━━━━━ SUPPLIED DATA ━━━━━

Issue #18, opened 2024-08-01
Paint map UI


mariogiampieri:
Better controls for choosing a zone, choosing a color, seeing results
- [ ] Zone selector based on color as currently
- [ ] Add / update label for zone
- [ ] View totals (numeric or graphical) for pop updates

Issue #23, opened 2024-08-04
Propagation of map styles from `colors`


mariogiampieri:
Currently, `colors.ts` has an array of hex codes that are used to generate the map ui color picker. There is a separate and verbose `ExpressionSpecification` in `layers.ts` which uses a hard-coded copy of that array. I would like to have that `ExpressionSpecification` be generated dynamically so we don't have to have two copies of those colors if/when they change over time.

PR #22, opened 2024-08-02
[draft] URL handling

mariogiampieri:
## Description

- WIP handling of `urlParams`; currently adds and updates x/y/z on the url/querystring 
- Waiting to finish until adding `document_id` + doing lookup by doc id is feasible- will then also connect x/y/z queries to map doc
- Ultimately not required for midpoint but it would be nice!

## Reviewers

- Primary: @raphaellaude 
- Secondary: @bailliekova 

## Checklist

- [ ] Added/Updated related documentation (if applicable).
- [ ] Added/Updated related unit tests (if applicable).

PR #24, opened 2024-08-04
Feat/map controls

mariogiampieri:
## Description

In order to be able to test / interact with the map:
- Map modes are available via radio cards. `Erase` is currently disabled but I added it here so we can demonstrate where it will be.
- Active zone is accessed via color button instead of dropdown. This gets us closer to the current UI.
- Map styles are updated. This isn't as dynamic as I'd like it to be but I don't think it's as important as other tasks we need for the demonstration so I opened #23 . 
- add reset map functionality. we will need to square how this is synced with the backend but will address that in #22 . 

## Reviewers

- Primary: @raphaellaude 
- Secondary:

## Checklist

image


app/src/app/constants/layers.ts
```diff
@@ -13,14 +12,59 @@ export const DEFAULT_PAINT_STYLE: ExpressionSpecification = [
...
 export const ZONE_ASSIGNMENT_STYLE: ExpressionSpecification = [
-  // based on zone feature state, set fill color
   "case",
-  ["==", ["feature-state", "zone"], 1],
-  "#0099cd",
-  ["==", ["feature-state", "zone"], 2],
-  "#ffca5d",
-  ["==", ["feature-state", "zone"], 3],
-  "#00cd99",
+  ["==", ["feature-state", "zone"], "#dd4425"],
```
raphaellaude, line 16: O/question: curious if we can get the hex code from the radix color objects in order to directly tie the palettes from `app/src/app/constants/colors.ts` to this.

app/src/app/page.tsx
```diff
@@ -1,6 +1,6 @@
 "use client";
 import { MapComponent } from "./components/Map";
-import SidebarComponent from "./components/Sidebar";
+import SidebarComponent from "./components/sidebar/Sidebar";
```
raphaellaude, line 3: good idea

app/src/app/components/sidebar/ResetMapButton.tsx
```diff
@@ -0,0 +1,18 @@
...
+
+  const handleClickResetMap = () => {
+    mapStore.setFreshMap(true);
+  };
+
+  return (
+    <button
+      onClick={handleClickResetMap}
+      className=" m-3 p-1.5 bg-white rounded-lg shadow-md"
+    >
```
raphaellaude, line 14: I: Use radix themes [Button](https://www.radix-ui.com/themes/docs/components/button) for consistency + accessibility.

app/src/app/components/sidebar/MapModeSelector.jsx
```diff
@@ -0,0 +1,66 @@
...
+  return (
+    <Box>
+      <RadioCards.Root
+        defaultValue="default"
+        value={activeTool}
+        onValueChange={handleRadioChange}
+        columns={{ initial: "1", sm: "3" }}
+      >
+        {activeTools.map((tool) => (
+          <Flex key={`${tool.mode}-flex`} direction="column" width="100%">
```
raphaellaude, line 36: I: by default `RadioCards` are flex column. Don't think you need this. See [example](https://www.radix-ui.com/themes/docs/components/radio-cards)

app/src/app/components/sidebar/MapModeSelector.jsx
```diff
@@ -0,0 +1,66 @@
...
+            <RadioCards.Item
+              value={tool.mode}
+              id={tool.mode}
+              disabled={tool.disabled}
+            >
+              {tool.label}
```
raphaellaude, line 42: O: Low effort nice to have would be adding some [icons](https://www.radix-ui.com/icons)

app/src/app/constants/layers.ts
raphaellaude, line 16: H: Don't the zones need to be integers?

app/src/app/components/sidebar/ColorPicker.jsx
```diff
@@ -0,0 +1,96 @@
...
+  if (!colorArray) return null;
+  const handleRadioChange = (value) => {
+    console.log(
+      "setting accumulated geoids to old zone",
+      selectedZone,
+      "new zone is",
+      value
+    );
+    setZoneAssignments(selectedZone, accumulatedGeoids);
+    setSelectedZone(value);
```
raphaellaude, line 33: H: We're setting the selected zone to a hex color? Strongly thing we should set the zones to integers. The colors could get reshuffled and mess this up. Worst case if you're using integers the map will just look different. And the backend is expecting integer zones.

raphaellaude (changes requested):
Only one blocking comment – we should go back to storing the zones as integers. UI is pretty–nice work!

app/src/app/constants/layers.ts
mariogiampieri: set dynamically now, much less brittle

mariogiampieri: addressed per below

app/src/app/components/sidebar/ColorPicker.jsx
raphaellaude: Any ints will work. Can do 1-indexed or 0-indexed

raphaellaude (approved):
Lgtm!

app/src/app/components/sidebar/MapModeSelector.jsx
mariogiampieri: good call, removed

app/src/app/components/sidebar/MapModeSelector.jsx
mariogiampieri: added!

mariogiampieri:
addressed those non-breaking comments above and ready for another review- talk soon!

raphaellaude (approved):
Lgtm!

mariogiampieri:
closes #18 and #23

PR #35, opened 2024-08-14
Midpoint feature additions

mariogiampieri:
## Description

- Fixes (some) problems caused by restructuring `Document` in the store, most notably sending assignments to the server. there is definitely still work to be done there but keeping this small so that doesn't block charts or otherwise sending data

## Reviewers

- Primary:
- Secondary:

## Checklist


app/src/app/components/Map.tsx
```diff
@@ -32,14 +32,19 @@ export const MapComponent: React.FC = () => {
   const hoverFeatureIds = useHoverFeatureIds();
   const document = useCreateMapDocument();
```
mariogiampieri, line 33: fyi this mutation object being conflated with the store object seems to be a big source of confusion later on. I renamed the references to the store entry as `storeDocument` but we may instead want to rename this `mutateDocument` or something

mariogiampieri:
I had been working on charts- I'm going to open a new branch against this to keep going

raphaellaude:
https://github.com/user-attachments/assets/8daf9bb3-0f77-4f5a-800d-5397e885538f

Alrighy, I have a decent number of the basics working reliably here, fetching populations from the server for now. The map reset doesn't work properly.

mariogiampieri:
things seem to work- i think we should revisit some of the most recent changes re: mutations and querying in particular but i think this is fine share as a progress update. i think technically one of you have to review

raphaellaude (approved):
got the okay from @mariogiampieri so merging!

raphaellaude:
> things seem to work- i think we should revisit some of the most recent changes re: mutations and querying in particular but i think this is fine share as a progress update. i think technically one of you have to review

I wanted to chat through this. I find that colocating the mutations and queries is much simpler than putting those in `apiHandlers`, which seems to be the tanstack-style

PR #43, opened 2024-08-16
Get total voting age population, handle missing pop col

### LINKED ISSUE #42: Update total population endpoint to return `SUM(gerrydbview.total_vap)` when `total_pop` is not present
Currently documents linked to gerrydb views with a `total_vap` (rather than `total_pop`) column error because `total_pop` is hardcoded in the `/api/document/{document_id}/total_pop` endpoint.

Hot fix this bug by updating `get_populations` UDF to pull desired column from `INFORMATION_SCHEMA`. If no population column is present, endpoint should return 404 rather than internal server error.

raphaellaude:
## Description

- Fixes #42: Update total population endpoint to return `SUM(gerrydbview.total_vap)` when total_pop is not present.
- Sends 404 instead of 500s when either the document isn't associated with a gerrydbview or if neither `total_pop` or `total_vap` are present in the gerrydb view

## Reviewers

- Primary: @bailliekova @mariogiampieri 
- Secondary:

## Checklist


raphaellaude:
Confirmed this works on all views we've received :tada:

bailliekova (approved):

PR #58, opened 2024-08-17
Clean up docs

raphaellaude:
## Description

- Just cleaning up a bit before more people start to look at the repo!

## Reviewers

- Primary: @mariogiampieri 
- Secondary: @bailliekova 

## Checklist


README.md
```diff
@@ -1,35 +1,34 @@
...
-TK
+The redesign aims to principally to address three key pain points in the Districtr application’s performance and maintainability:
+1. Slow tile rendering
+1. Cumbersome use of tiles as global state for tile rendering and most metric calculation
+1. Complexity and poor interoperability in architecture without slow copies
 
-### Pipelines
+And two key feature additions
+1. Block “shattering”
+1. A headless CMS
```
mariogiampieri, line 25: should be "2" and the CMS is out of our scope right? if so we should indicate that it is for a future phase imo

mariogiampieri (changes requested):
looks good minus the numbering issue in the base readme

README.md
raphaellaude: Will add a note that CMS is out of scope for now. As for the numbering, MD is smart and will number lists automatically so you don't need to worry about always keeping the numbers ordered.

image

mariogiampieri (approved):
looks good!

━━━━━

▶ [PROMPT]
Write out each line above that contains the word "need".

▶ [EXERCISE RESULT]
- Map styles are updated. This isn't as dynamic as I'd like it to be but I don't think it's as important as other tasks we need for the demonstration so I opened #23 . 
- add reset map functionality. we will need to square how this is synced with the backend but will address that in #22 . 
raphaellaude, line 36: I: by default `RadioCards` are flex column. Don't think you need this. See [example](https://www.radix-ui.com/themes/docs/components/radio-cards)
raphaellaude, line 16: H: Don't the zones need to be integers?
raphaellaude: Will add a note that CMS is out of scope for now. As for the numbering, MD is smart and will number lists automatically so you don't need to worry about always keeping the numbers ordered.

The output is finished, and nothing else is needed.